=== Section Start ===
PR #83, opened 2023-08-17
Activate deactivate tenants support

aliszka:


src/schema/tenantsUpdater.ts
```diff
@@ -0,0 +1,22 @@
+import Connection from '../connection';
+import { CommandBase } from '../validation/commandBase';
+import { Tenant } from '../openapi/types';
+
+export default class TenantsCreator extends CommandBase {
```
tsmith023, line 5: Should this be `TenantsUpdater`?

package.json
```diff
@@ -68,6 +69,7 @@
     "husky": "^8.0.3",
     "jest": "^29.4.3",
     "lint-staged": "^13.2.0",
+    "openapi-typescript": "^5.4.1",
```
antas-marcin, line 72: I would not make this `dev dependency` upgradable, I would just set it to `5.4.1` bc higher versions don't support Swagger 2.0

tools/refresh_schema.sh
```diff
@@ -0,0 +1,7 @@
+#!/bin/bash
+
+set -euo pipefail
+
+var="${1:-master}"
```
antas-marcin, line 5: I would change the `var` name to `branch`

tsmith023 (approved):
LGTM :)

src/schema/tenantsUpdater.ts
aliszka: Right, copy/paste 🤦

package.json
aliszka: should be fine. `^` allows just for minor and patch updates.

antas-marcin (approved):

Issue #87, opened 2023-08-20
Connection fails when user-provided host URL contains the scheme


thomashacker:
### Issue:
When initializing the Weaviate Client, if a user provides a host URL that already contains a scheme (e.g., https), the connection fails. This is because both the host and scheme are concatenated in the code.

### Expected Behavior:
The client should handle cases where the scheme might already exist in the provided host URL. The goal is consistent behavior in both Python and Typescript clients. For instance, a user should be able to use the same URL for both the Python and TypeScript clients without adjusting the URL format for each.

### How to Reproduce:

```
# Python Example

client = weaviate.Client(url = "https://some-endpoint.weaviate.network")
```

```
// Works

const client: WeaviateClient = weaviate.client({
  scheme: 'https', host: 'some-endpoint.weaviate.network'
});
```

```
// Fails

const client: WeaviateClient = weaviate.client({
  scheme: 'https', host: 'https://some-endpoint.weaviate.network'
});
```

PR #88, opened 2023-08-20
Handle existing scheme in host

thomashacker:
This `PR` aims to fix https://github.com/weaviate/typescript-client/issues/87 and adds a simple check before creating the `baseUrl`

```
const version = '/v1';
const baseUri = config.host.startsWith(`${config.scheme}://`)
    ? `${config.host}${version}`
    : `${config.scheme}://${config.host}${version}`;
```

This allows users to use a host URL with a scheme if it matches the specified scheme.

The PR also adds two unit tests to verify that it constructs the correct URLs.

### DIFF
--- a/src/connection/unit.test.ts
+++ b/src/connection/unit.test.ts
@@ -124,6 +124,40 @@ describe('mock server auth tests', () => {
     await conn.login().then((key) => expect(key).toEqual(apiKey));
   });
 
+  it('should construct the correct baseUri for conn.http when host contains scheme', async () => {
+    const apiKey = 'abcd123';
+
+    const conn = new Connection({
+      scheme: 'http',
+      host: 'http://localhost:' + server.port,
+      apiKey: new ApiKey(apiKey),
+    });
+
+    await conn.http.get('/testEndpoint');
+    const lastRequestURL = server.lastRequest().path; // Get the path of the last request
+    const expectedPath = '/v1/testEndpoint';
+    expect(lastRequestURL).toEqual(expectedPath);
+  });
+
+  it('should construct the correct baseUri for conn.query when host contains scheme', async () => {
+    const apiKey = 'abcd123';
+
+    const conn = new Connection({
+      scheme: 'http',
+      host: 'http://localhost:' + server.port,
+      apiKey: new ApiKey(apiKey),
+    });
+
+    try {
+      await conn.query('{ query { users } }');
+    } catch (error) {
+      // We just want to test the last request path
+    }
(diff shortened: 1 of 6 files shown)


tsmith023 (commented):
Thanks for the PR @thomashacker 😁

Shall we make the `config.host` parameter optional now that users are free to supply it within the host? Then the scheme would be pulled out of `config.host` by splitting the string on `://`. If they don't provide `config.scheme` and it cannot be found in `config.host`, then an error is thrown.

I'm wondering if it would ever be confusing for users coming from Python to specify the URL in `config.host` including the protocol only to then have to specify it in `config.scheme` also. What do you think?

thomashacker:
I agree,

As far as I can see, the `scheme` parameter is only being used to build the `baseURL` for both the `HTTPClient` and `GQLClient`. As you suggested, If the scheme is already present in the host, we can make specifying the scheme optional.

I would also move the whole `scheme`/`host` processing upwards, I'll look into it!

thomashacker:
- Made the `scheme` parameter optional and removed `throw error` when it doesn't exist
- Moved `schema` and `host` checks to `Connection`, adding following unit tests:
1. Host contains scheme and it's the same as specified (Use host only)
2. Host contains scheme but it's not the same as specified (throw error)
3. Host contains scheme and scheme was not specified (Use host only)
4. Host does not contain scheme and no scheme was specified (throw error)
5. Host does not contain scheme but a scheme was specified (default)

- Both the `HttpClient` and `GQLClient` are now using `params.host` parameter + adding their prefixes

src/connection/unit.test.ts
```diff
@@ -124,6 +124,75 @@ describe('mock server auth tests', () => {
...
+    const createConnection = () => {
+      return new Connection({
+        scheme: 'https',
+        host: 'http://localhost:' + server.port,
+        apiKey: new ApiKey(apiKey),
+      });
+    };
+
+    expect(createConnection).toThrow(
+      'The host contains a different protocol than specified in the scheme (scheme: https:// != host: http://)'
```
tsmith023, line 177: On a brief glance, I got a bit confused by this error message. Might it be more accurate to say:
`'The host contains a different protocol than specified in the scheme (scheme: https != host: http)'`?

I can foresee a user seeing this error and trying to add `https://` to the `scheme` field to fix it

tsmith023 (approved):
LGTM otherwise :)

src/connection/unit.test.ts
thomashacker: Good idea, I changed the error message to make it more clear!

PR #89, opened 2023-08-21
Add nearMedia filters for multi2vec-bind model

tsmith023:
This PR introduces functionality to filter based on media type when using the multi2vec-bind vectorisation model. In doing so, it attempts to refactor the `nearImage` filter implementation while leaving the current API unchanged to preserve BC.


src/graphql/getter.ts
```diff
@@ -133,21 +144,68 @@ export default class GraphQLGetter extends CommandBase {
...
     }
-
     return this;
   };
 
+  withNearImage = (args: NearImageArgs) => {
+    return this.withNearMedia({
+      ...args,
+      type: NearMediaType.Image,
+      media: args.image ? args.image : 'UNSET',
```
antas-marcin, line 165: why only for `NearImage` with have this check of `image` existance then if not set we set `UNSET` value?

tsmith023: It's because of the need for backwards compatability with the `NearImageArgs` interface. Since it is defined with `image?: string` users can provide `null` or `undefined`. But ideally, it should always be a required field since it is fundamental to the `.with_` method.

So, if it's not provided it gets assigned to `'UNSET'` to be used when performing validation on the `toString()` method. This convo shows that it's convoluted so I will refactor to it to make it simpler 😁

antas-marcin (approved):

antas-marcin (approved):

src/graphql/getter.test.ts
```diff
@@ -1091,6 +1091,93 @@ describe('nearImage searchers', () => {
...
+      query: jest.fn(),
+    };
+
+    const subQuery = `(nearDepth:{depth:"iVBORw0KGgoAAAANS"})`;
+    const expectedQuery = `{Get{Person` + subQuery + `{name}}}`;
+
+    new Getter(mockClient)
+      .withClassName('Person')
+      .withFields('name')
+      .withNearDepth({ depth: 'iVBORw0KGgoAAAANS' })
```
antas-marcin, line 1157: you can also a test (I would say that 1 would be enough) that shows that `distance` and `certainty` also is being properly serialized

tsmith023: Will do!

PR #96, opened 2023-09-26
fix: pass-through tenant when batch-creating cross-references

flipace:
When using multi tenancy and trying to use the cross-reference batcher, the tenant would not be passed through.
This caused an error because weaviate expects the tenant for tenant-enabled classes.


tsmith023 (approved):
Thanks for the PR @flipace! Since it's such a small change, there's no need to add tests and I'll merge right away 😁

PR #102, opened 2023-11-24
Collections v3 client

tsmith023:
This PR introduces the `v3` collections client as a complete rewrite of the API surface to match the `PYv4` client's new collections API. It makes use of all three (`REST`, `GQL`, `gRPC`) of Weaviate's APIs when offering its functionality. As such, there are several instances where this API depends on the builders of the previous API, especially when working with functionality that is only available through the `REST` or `GQL` APIs.

Key features added in this API are:
- The `.collections` namespace within the `client` object from which all the new functionality is accessible, e.g. `client.collections.get('MyCollection')`
- The `Collection` object within which exist several namespaces for accessing key core Weaviate functionality:
    - `.aggregate` for performing queries using the `Aggregate` `/v1/graphql` query
    - `.backup` for managing backups through the `/v1/backups` endpoint
    - `.config` for managing a collection's configuration through the `/v1/schema` endpoint
    - `.data` for managing a collection's data objects, e.g. CUD ops, through the `/v1/objects` endpoint, the `weaviate.v1.weaviate.BatchObjects` gRPC method (for `.insertMany`), and the `weaviate.v1.weaviate.BatchDelete` gRPC method (for `.deleteMany`)
    - `.filter` for defining fully generic filters for queries and `.data.deleteMany` that provides type safety given a user-provided generic
    - `.generate` for querying objects from a collection with generative capabilities through the `weaviate.v1.weaviate.Search` gRPC method
    - `.metrics` for defining fully generic metrics objects for aggregations that provides type safety given a user-provided generic
    - `.query` for querying objects from a collection without generative capabilities through the `weaviate.v1.weaviate.Search` gRPC method
    - `.sort` for defining fully generic sorting constraints for queries that provides type safety given a user-provided generic
    - `.tenants` for managing the tenants of a collection through `/v1/tenants` endpoint and the `weaviate.v1.weaviate.TenantsGet` gRPC method

The new API is also fully generic meaning that there are no instances of `Record<string, Any>` in the codebase (and if there are this is a mistake!). Users should have fine-grained control over the types they use when working with the API and will be able to define their own complex typing systems on top of the client.


src/collections/aggregate/integration.test.ts
```diff
@@ -0,0 +1,382 @@
...
+    //     collection.metrics.aggregate('number').number(),
+    //     collection.metrics.aggregate('numbers').number(),
+    //     collection.metrics.aggregate('date').date(),
+    //     collection.metrics.aggregate('dates').date(),
+    //     collection.metrics.aggregate('boolean').boolean(),
+    //     collection.metrics.aggregate('booleans').boolean(),
+    //     // Metrics.aggregate('ref').reference(['pointingTo'])
+    //   ],
+    // });
+    // expect(resDef).toEqual(result); // leads to flakes due to weaviate's behaviour when calculating modes of dates
```
parkerduckworth, line 224: Is this still needed?

parkerduckworth (approved):

src/collections/aggregate/integration.test.ts
tsmith023: Good spot, will remove! I left to identify the flake but it's very low prio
=== Section End ===
## Task description
Look at the records above. Copy every line where the string "safety" occurs.

## Expected answer
    - `.filter` for defining fully generic filters for queries and `.data.deleteMany` that provides type safety given a user-provided generic
    - `.metrics` for defining fully generic metrics objects for aggregations that provides type safety given a user-provided generic
    - `.sort` for defining fully generic sorting constraints for queries that provides type safety given a user-provided generic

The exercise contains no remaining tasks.